▶ Work request: Scan the records below and copy every line that contains the string "uses".

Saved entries
PR #154, opened 2024-12-04
feat: api logs user events

### LINKED ISSUE #132: api should log user events
User A change ___ from __ to ___

talentedmrjones:
## Added
events table via migration
all inserts, updates, and deletes are recorded as events

# Changed
Refactored entire model package to pass squirrel builders to `query` and `queryRow`, centralizing the builder.ToSQL method, which allows event sourcing to be centralized. Refactored majority of model methods to use the new signatures for `query` and `queryRow` which greatly simplified those functions and reduced repitition

closes #132

### DIFF
--- a/.github/workflows/orchestration-dev.yml
+++ b/.github/workflows/orchestration-dev.yml
@@ -50,7 +50,7 @@ jobs:
       - analysis
       - diff
       - backend
-    if: github.event.pull_request.draft == false && ${{ !failure() && !cancelled() }}
+    if: ${{ github.event.pull_request.draft == false && !failure() && !cancelled() }}
     uses: ./.github/workflows/infrastructure.yml
     with:
       environment: DEV
--- a/.github/workflows/orchestration-dev.yml
+++ b/.github/workflows/orchestration-dev.yml
@@ -8,14 +8,17 @@ on:
       - opened
       - reopened
       - synchronize
+      - ready_for_review
 
 jobs:
   analysis:
+    if: github.event.pull_request.draft == false
     name: Analysis
     uses: ./.github/workflows/analysis.yml
     secrets: inherit
 
   diff:
+    if: github.event.pull_request.draft == false
     name: Check for Changes
     runs-on: ubuntu-latest
     outputs:
@@ -35,7 +38,7 @@ jobs:
     needs: 
       - analysis
       - diff
-    if: contains(needs.diff.outputs.backend, 'backend/')
+    if: github.event.pull_request.draft == false && contains(needs.diff.outputs.backend, 'backend/')
     uses: ./.github/workflows/backend.yml
     with:
       environment: DEV
@@ -47,7 +50,7 @@ jobs:
       - analysis
       - diff
       - backend
-    if: ${{ !failure() && !cancelled() }}
+    if: github.event.pull_request.draft == false && ${{ !failure() && !cancelled() }}
     uses: ./.github/workflows/infrastructure.yml
     with:
       environment: DEV
--- a/backend/cmd/api/internal/auth/middleware.go
+++ b/backend/cmd/api/internal/auth/middleware.go
@@ -1,7 +1,6 @@
 package auth
 
 import (
-	"context"
 	"log"
 	"net/http"
 	"strings"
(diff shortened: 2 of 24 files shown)


.github/workflows/orchestration-dev.yml
```diff
@@ -8,14 +8,17 @@ on:
       - opened
       - reopened
       - synchronize
+      - ready_for_review
 
 jobs:
   analysis:
+    if: github.event.pull_request.draft == false
```
talentedmrjones, line 15: we don't want draft PRs deployed to dev for the high risk that they will break because they aren't ready

backend/cmd/api/internal/auth/middleware.go
```diff
@@ -45,7 +44,7 @@ func Middleware(next http.Handler) http.Handler {
 				return
 			}
 
-			ctx := context.WithValue(r.Context(), userCtxKey, user)
+			ctx := model.UserToContext(r.Context(), user)
```
talentedmrjones, line 47: moved this to `package model` to avoid a circular import cycle where auth imports model imports auth

backend/cmd/api/internal/model/model.go
```diff
@@ -5,43 +5,85 @@ package model
...
-var sqlBuilder = squirrel.StatementBuilder.PlaceholderFormat(squirrel.Dollar)
+var stmntBuilder = squirrel.StatementBuilder.PlaceholderFormat(squirrel.Dollar)
+
+// SqlBuilder allows methods to receive different types like squirrel.InsertBuilder, squirrel.UpdateBuilder, etc. that all implement the ToSql method
+type SqlBuilder interface {
+	ToSql() (string, []interface{}, error)
+}
+
+// query is a proxy to *pgx.Conn.Query and wrapper around pgx.CollectRows, enabling the centralizing of event tracking
+func query[T any](ctx context.Context, sqlb SqlBuilder, fn pgx.RowToFunc[T]) ([]T, error) {
```
talentedmrjones, line 25: `query` and `queryRow` are perhaps the crux and most crucial piece of this refactor. Every other change across the codebase is just to conform to the change in signature.

Previously, all model functions and struct methods were duplicating efforts when it came to converting the sql builder into a prepared sql statement and bound arguments, and duplicating efforts related to error handling as well.

This change centralizes those steps so that model functions and struct methods need only pass the sql builder and the appropriate pgx.RowToFunc function

backend/cmd/api/internal/model/questions.go
```diff
@@ -15,46 +14,34 @@ type Question struct {
...
+			Suffix("RETURNING " + strings.Join(questionsColumns, ", "))
 	}
 
-	row, err := queryRow(ctx, sql, boundArgs...)
-	if err != nil {
-		return trapError(err)
-	}
-
-	err = row.Scan(&q.QuestionID, &q.Question, &q.NotesPrompt, &q.Order, &q.PillarID)
+	return queryRow(ctx, sqlb, pgx.RowToStructByNameLax[Question])
```
talentedmrjones, line 43: Most `queryRow` will be given `pgx.RowToStructByName` or the `Lax` version.
most `query` will be given `pgx.RowToAddrOfStructByName`

In rare cases a custom function is passed to account for specific details of the calling function that the generalized functions cannot address

backend/cmd/api/internal/model/questions.go
```diff
@@ -63,69 +50,39 @@ func (q *Question) Save(ctx context.Context) error {
...
-	rows, err := query(ctx, sql, boundArgs...)
-
-	if err != nil {
-		log.Println(err)
-		return nil, err
-	}
+		OrderBy("pillars.ordr, questions.ordr ASC")
 
-	return pgx.CollectRows(rows, func(row pgx.CollectableRow) (*Question, error) {
+	return query(ctx, sqlb, func(row pgx.CollectableRow) (*Question, error) {
```
talentedmrjones, line 80: One of the rare examples of where a custom function is passed to account for result fields that don't align to the struct exactly

ATNoblis (approved):
:shipit:

PR #156, opened 2024-12-17
refactor: UUID validation supports values without dashes

### LINKED ISSUE #155: fix: loosen validation for fismauid

talentedmrjones:
## Added
Nothing new

## Changed
model validations `isValidUUID` now tests for the absence of dashes. If none were found it matches against a no dash version. This is because _some_ records of fisma systems do not include dashes in the UUID value

closes #155


ATNoblis (approved):
:shipit:

PR #157, opened 2024-12-31
fix: added security headers

talentedmrjones:
## Added

Added a policy to the CloudFront distribution to ensure that the following response headers are set with secure values:
```
Strict-Transport-Security
Frame-Options
Content-Security-Policy
Referrer-Policy
Permissions-Policy
```


TranScripted (approved):
:shipit:

eschwein-usds (approved):
Looks good to me

PR #161, opened 2025-01-06
fix: refactored secrets and error handling, exiting on password error

talentedmrjones:
## Added
nothing new

## Changed
Refactored db and secrets packages to move refreshing into the scope of secrets.
Refactored db conn to trap errors
Refactored model errors to unwrap and exit on password errors. This is not ideal but it will kill the container, force ECS to respawn and from there pick up the latest secret. 
Added logging in an effort to gain more visibility into why this continues to happen despite best attempts and caching and rotation


TranScripted (approved):
:shipit:

PR #99, opened 2015-07-20
Don't disable notification graph when alerts are disabled

mgranberry:


StephenBlackWasAlreadyTaken:
Nice, good catch! Merge at will

PR #103, opened 2015-07-20
Cleanup

bhandfast:
Had some trouble reading bit of the code so I tried to make it more clear, mainly using Android Studio's refactoring tools.


StephenBlackWasAlreadyTaken:
Nice, much much cleaner! Thanks!

PR #104, opened 2015-07-21
Hold communication WakeLock longer

mgranberry:
This isn't checking to ensure that it isn't released twice.  It doesn't look like it could be, but it is a bit tricky following all of the inverted control flows here.  Please pay attention during the review.  It doesn't appear to be crashing.

### DIFF
--- a/app/src/main/java/com/eveningoutpost/dexdrip/Services/DexShareCollectionService.java
+++ b/app/src/main/java/com/eveningoutpost/dexdrip/Services/DexShareCollectionService.java
@@ -262,14 +262,14 @@ public class DexShareCollectionService extends Service {
     }
 
     public void attemptRead() {
-        PowerManager powerManager = (PowerManager) getApplicationContext().getSystemService(getApplicationContext().POWER_SERVICE);
-        PowerManager.WakeLock wakeLock1 = powerManager.newWakeLock(PowerManager.PARTIAL_WAKE_LOCK,
+        PowerManager powerManager = (PowerManager) getApplicationContext().getSystemService(Context.POWER_SERVICE);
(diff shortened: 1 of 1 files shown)


app/src/main/java/com/eveningoutpost/dexdrip/Services/DexShareCollectionService.java
```diff
@@ -289,6 +289,11 @@ public void call(EGVRecord[] egvRecords) {
                                         if (egvRecords != null) {
                                             Log.d(TAG, "Made the full round trip, got " + egvRecords.length + " EVG Records");
                                             BgReading.create(egvRecords, addativeSystemTimeOffset, getApplicationContext());
+                                            {
```
StephenBlackWasAlreadyTaken, line 292: is this block doing anything?

tzachi-dar, line 292: wouldn't a logic of:
lock
try {

} finaly
{
free lock
}

be more clear, and with a smaller chance to break?

StephenBlackWasAlreadyTaken, line 292: unfortunately @tzachi-dar this is all happening async so a normal try finally wrapping this would cut off the wakelock probably before a single response was received from the share

tzachi-dar, line 292: My mistake.
Looking this at github gives a very bad impression of what is actually going on....
Had to clone the repository to really see it.

StephenBlackWasAlreadyTaken:
Im game for this being merged, we may revisit it down the road but like you said, worse case scenario is it wastes a little extra battery on a checksum error or something

PR #105, opened 2015-07-21
Debugging BLE

bhandfast:
Cleaned up some code while debugging why the BLE device didn't send updates (I use a BLE Mini instead of HM-10).

Turned out that HM-10 is hard-coded now which wasn't the case in previous versions. I'm upgrading from a ~5 months old version.

### DIFF
--- a/app/src/main/java/com/eveningoutpost/dexdrip/Services/DexCollectionService.java
+++ b/app/src/main/java/com/eveningoutpost/dexdrip/Services/DexCollectionService.java
@@ -59,7 +59,6 @@ public class DexCollectionService extends Service {
 
     public DexCollectionService dexCollectionService;
 
-    private BluetoothManager mBluetoothManager;
     private BluetoothAdapter mBluetoothAdapter;
     private BluetoothGatt mBluetoothGatt;
     private ForegroundServiceStarter foregroundServiceStarter;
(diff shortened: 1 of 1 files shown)


app/src/main/java/com/eveningoutpost/dexdrip/Services/DexCollectionService.java
```diff
@@ -242,32 +265,39 @@ public void onConnectionStateChange(BluetoothGatt gatt, int status, int newState
...
-            } else {
+            if (status != BluetoothGatt.GATT_SUCCESS) {
                 Log.d(TAG, "onServicesDiscovered received: " + status);
+                return;
+            }
+
+            Log.d(TAG, "onServicesDiscovered received status: " + status);
+
+            final BluetoothGattService gattService = mBluetoothGatt.getService(xDripDataService);
+            if (gattService == null) {
```
StephenBlackWasAlreadyTaken, line 276: Ah I get it now, so if its not finding your device list some logs so you can see what your characteristics are, makes sense!

StephenBlackWasAlreadyTaken:
Lgtm!! Merge at will

StephenBlackWasAlreadyTaken:
(merging, hope you dont mind!)

PR #106, opened 2015-07-21
Alarm parsing numbers

bhandfast:
Fixing a issue when decimals are printed 10,5 (which is my current locale) instead of 10.5.

### DIFF
--- a/app/src/main/java/com/eveningoutpost/dexdrip/EditAlertActivity.java
+++ b/app/src/main/java/com/eveningoutpost/dexdrip/EditAlertActivity.java
@@ -1,19 +1,13 @@
 package com.eveningoutpost.dexdrip;
 
-import java.text.DecimalFormat;
-import java.text.ParseException;
-import java.text.SimpleDateFormat;
-import java.util.Date;
-import java.util.List;
-
 import android.app.AlertDialog;
 import android.app.Dialog;
 import android.app.TimePickerDialog;
 import android.content.Context;
 import android.content.DialogInterface;
-import android.database.Cursor;
 import android.content.Intent;
 import android.content.SharedPreferences;
+import android.database.Cursor;
 import android.media.Ringtone;
 import android.media.RingtoneManager;
 import android.net.Uri;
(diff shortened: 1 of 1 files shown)


app/src/main/java/com/eveningoutpost/dexdrip/EditAlertActivity.java
```diff
@@ -350,30 +357,52 @@ private boolean verifyThreshold(double threshold) {
         return true;
     }
 
+    private double parseDouble(String str) {
```
StephenBlackWasAlreadyTaken, line 360: ahhh I didnt realize you had defined this method, I was wondering how on earth this was suppsoed to work, now I get it

app/src/main/java/com/eveningoutpost/dexdrip/EditAlertActivity.java
```diff
@@ -350,30 +357,52 @@ private boolean verifyThreshold(double threshold) {
...
-                try {
-                    alertReraise = Integer.parseInt((reraise.getText().toString()));
-                }
-                catch (NumberFormatException nfe) {
-                    Log.e(TAG, "Invalid number", nfe);
-                }
+                Integer alterReraiseInt = parseInt(reraise.getText().toString());
+                if(alterReraiseInt ==null)
+                    return;
+                alertReraise = alterReraiseInt;
```
StephenBlackWasAlreadyTaken, line 404: any reason for the alterReraiseInt existing instead of just setting alertReraise off the bat?

bhandfast, line 404: alertReraise is defined as an int but the parseInt might return null which will cause a NPE.

bhandfast, line 404: alertReraise could perhaps be redefined as an Integer, not sure.

StephenBlackWasAlreadyTaken, line 404: ah, gotcha

StephenBlackWasAlreadyTaken:
so is havint the comma in there a problem for them working, or just looks funny? Why wouldn't we want to keep with the phones locale?

bhandfast:
Actually, the textfields were filled with correct formatting, eg "10,5", but it couldn't be saved since the code expected the fields were formatted as "10.5" regardless of the phones locale. This patch essentially makes the code parse numbers in the phones locale.

StephenBlackWasAlreadyTaken:
ahhhhh gotcha gotcha, Makes sense!

Do you see this being an issue elsewhere? (also, merge at will!)

bhandfast:
I haven't found any more yet. Still looking through all the new things since my upgrade. I noticed that the settings number input works different (and maybe better?) from the alarm activity.

PR #107, opened 2015-07-21
Big Tablet fixes:

tzachi-dar:
1) Don't use a separate xml file for xlarge tablets.
2) Use common code where possible for wifi and bt.
3) print time + bg on the same line for big tablets.


StephenBlackWasAlreadyTaken:
Looks good, thanks for taking that refactor a step further! I think down the line we should pull some things out into the dimens files and reduce the need to do this in the activity code, but thats for down the line!

PR #108, opened 2015-07-22
Make bt scan smarter

StephenBlackWasAlreadyTaken:


app/src/main/java/com/eveningoutpost/dexdrip/BluetoothScan.java
```diff
@@ -155,16 +172,93 @@ public void run() {
...
+            returnToHome();
+        }
+    }
+
     @Override
     protected void onListItemClick(ListView l, View v, int position, long id) {
         Log.d(TAG, "Item Clicked");
         final BluetoothDevice device = mLeDeviceListAdapter.getDevice(position);
-        if (device == null) return;
+        if (device == null || device.getName() == null) return;
```
StephenBlackWasAlreadyTaken, line 252: If we are returning here should I remove the code that lists nameless devices as 'unknown device' and just have it skip them entirely?

PR #109, opened 2015-07-22
config barcode scanner

mgranberry:
Thanks to Kevin Lee and the rest of the android-uploader crew.

This isn't quite ready yet.  I would like to pull in the android-uploader core.jar as a maven dependency, but I haven't yet gotten that sorted out.

I also want to decode the transmitter box serial number, but I'd like to have another example before I decide it's working well enough to include.


mgranberry:
Should be ready to merge whenever you're ready.

StephenBlackWasAlreadyTaken:
Seems awesome!!

PR #115, opened 2015-07-29
Unify deltas

AdrianLxM:
Now using the same method for:
- Pebble
- Widget
- Persistent Notification
- Home-Screen

It will not show a delta (will show "--" instead) if the last two values are more than 20 minutes apart from each other.

The local broadcast to NightWatch now also uses the calculated slope and not the ordinal one. As the delta is calculated within NightWatch and not xDrip, the 20-minutes rule doesn't work here.

I tested it for android-wear and the xDrip-App both in mg/dl and mmol/l.
As I don't have a pebble, \* **It would be nice, if you could test it on the pebble** *. Thanks!


StephenBlackWasAlreadyTaken:
Looks good to me, @mgranberry or @jstevensog any chance you can test with this change

StephenBlackWasAlreadyTaken:
(Specifically using the pebble)

app/src/main/java/com/eveningoutpost/dexdrip/Models/BgReading.java
```diff
@@ -539,17 +558,11 @@ public void perform_calculations() {
...
-            double y1 = calculated_value;
-            double x1 = timestamp;
-            double y2 = second_latest.calculated_value;
-            double x2 = second_latest.timestamp;
-            if(y1 == y2) {
-                calculated_value_slope = 0;
-            } else {
-                calculated_value_slope = (y2 - y1)/(x2 - x1);
-            }
+            calculated_value_slope = calculateSlope(this, last_2.get(1));
```
tzachi-dar, line 565: on this function there is no check that the two points are closed to each other. They can both be from one hour ago, or worth, they can be one from now and one from one hour ago.

AdrianLxM:
This is the function that calculates the "calculated_value_slope" that is used in different places throughout the code, not just for the delta shown in xDrip. I wouldn't change this behaviour during a "feature freeze" for xDrip beta 2.0.
My plan for "after 2.0" is to get more into "cleaning" the data structure. But as this slope even slightly touches the core calibration logic (it is used when calculating the calibration confidence that again is used for calculating the weights, ...) I would do this with a bit of caution and not for an "almost live" system like the beta 2.

For the delta String generation, there is a separate check, that both readings are not more than 20 minutes apart from each other:
https://github.com/StephenBlackWasAlreadyTaken/xDrip-Experimental/pull/115/files#diff-d6adfa0389fad4f508f39cc92a694ea2R330

If both are from some time ago but close to each other in time, I see no problem or I'd even prefer to have a delta. The "minutes ago" field will show a high number and the text will be in red and struck through.

app/src/main/java/com/eveningoutpost/dexdrip/UtilityModels/BgGraphBuilder.java
```diff
@@ -327,21 +327,31 @@ public String unitized_string(double value) {
         }
     }
 
-    public String unitizedDeltaString(double value) {
+    public String unitizedDeltaString(boolean showUnit) {
+
+        List<BgReading> last2 = BgReading.latest(2);
+        if(last2.size() < 2 || last2.get(0).timestamp - last2.get(1).timestamp > 20 * 60 * 1000){
+            // don't show delta if there are not enough values or the values are more than 20 mintes apart
+            return "--";
```
StephenBlackWasAlreadyTaken: @jstevensog would the pebble be able to handle this gracefully?

app/src/main/java/com/eveningoutpost/dexdrip/UtilityModels/BgGraphBuilder.java
```diff
@@ -327,21 +327,31 @@ public String unitized_string(double value) {
...
+        double value = BgReading.currentSlope() * 5*60*1000;
+
         DecimalFormat df = new DecimalFormat("#");
-        df.setMaximumFractionDigits(1);
         String delta_sign = "";
-        if (value > 0.1) { delta_sign = "+"; }
+        if (value > 0) { delta_sign = "+"; }
         if(doMgdl) {
-            return delta_sign + df.format(unitized(value)) + " mg/dl";
+            df.setMaximumFractionDigits(1);
```
StephenBlackWasAlreadyTaken: Its also my understanding that if the pebble sees a single decimal point it assumes its dealing with mmol

app/src/main/java/com/eveningoutpost/dexdrip/UtilityModels/BgGraphBuilder.java
```diff
@@ -327,21 +327,31 @@ public String unitized_string(double value) {
...
+            return delta_sign + df.format(unitized(value)) +  (showUnit?" mg/dl":"");
         } else {
+            df.setMaximumFractionDigits(2);
```
StephenBlackWasAlreadyTaken: And I believe when the pebble is dealing with mmol it wants just one decimal point

AdrianLxM:
@StephenBlackWasAlreadyTaken: Good point.  @jstevensog wanted to adopt the pebble watchface.
We'll have to wait before merging this pr into the beta 2 to publish both the android app and the watchface simultaneously.

StephenBlackWasAlreadyTaken:
Yeah I double checked the code and its very particular about the values
it's given, for mgdl it can't have a decimal at all, for mmol it needs a
decimal but can only have one digit before and after (or it will just be
zero)

StephenBlackWasAlreadyTaken:
Lets do it! Looks solid to me!

PR #119, opened 2015-07-31
Make sure that navigation drawer intent list and names match each other.

tzachi-dar:
This fixes a bug where the user would choose one intent and another one would open.

To repro this do the following: start a new sensor, wait for two readings and choose double calibration. The StopSensor intent will open.

This happens since the list of intent changes but it was cached in a few places.
This removes the cache from a few places and make sure that on NavigationDrawerFragment intent_list is always updated when menu_option_list changes.


StephenBlackWasAlreadyTaken:
Thanks!! Looks good to me!

PR #120, opened 2015-07-31
Eliminating a brand name

AdrianLxM:


AdrianLxM:
Update: "Data Collection Method" -> "Hardware Data Source" as suggested by @jwedding

StephenBlackWasAlreadyTaken:
Good call!! Thanks!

▶ Reply:
     uses: ./.github/workflows/infrastructure.yml
     uses: ./.github/workflows/analysis.yml
     uses: ./.github/workflows/backend.yml
     uses: ./.github/workflows/infrastructure.yml
The local broadcast to NightWatch now also uses the calculated slope and not the ordinal one. As the delta is calculated within NightWatch and not xDrip, the 20-minutes rule doesn't work here.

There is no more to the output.